- _Stored data entries_
====================
PR #1207, opened 2022-04-07
Sync sphinx docs benchmark examples with quickstart template file

kanderso-nrel:
#953 updated the quickstart template benchmarks to work with python 3.  However, the same 2.x examples were copy/pasted into the sphinx docs and are still there today: https://asv.readthedocs.io/en/stable/using.html

This PR uses RST `.. include::` to read in the actual template file and include it as formatted python code during the docs build, removing the need to manually keep the docs in sync with the actual template.

### DIFF
--- a/docs/source/using.rst
+++ b/docs/source/using.rst
@@ -94,40 +94,10 @@ Once you've set up the project's configuration, you'll need to write
 some benchmarks.  The benchmarks live in Python files in the
 ``benchmarks`` directory.  The ``quickstart`` command has created a
 single example benchmark file already in
-``benchmarks/benchmarks.py``::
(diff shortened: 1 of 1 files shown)


datapythonista (approved):
Thanks @kanderso-nrel, looks great

kanderso-nrel:
FYI in case you're not aware, ReadTheDocs has a very handy "PR Builds" feature: https://docs.readthedocs.io/en/stable/pull-requests.html

The main advantage over the current `docs` GH Action would be that you could view the built docs at a special url.  Or maybe there's a way to do that with the current CI job?  Anyway just pointing it out :)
====================
- _DESCRIPTION OF THE TASK_
In the data above, which lines have "using"? Report each of them.

- _SOLUTION_
#953 updated the quickstart template benchmarks to work with python 3.  However, the same 2.x examples were copy/pasted into the sphinx docs and are still there today: https://asv.readthedocs.io/en/stable/using.html
--- a/docs/source/using.rst
+++ b/docs/source/using.rst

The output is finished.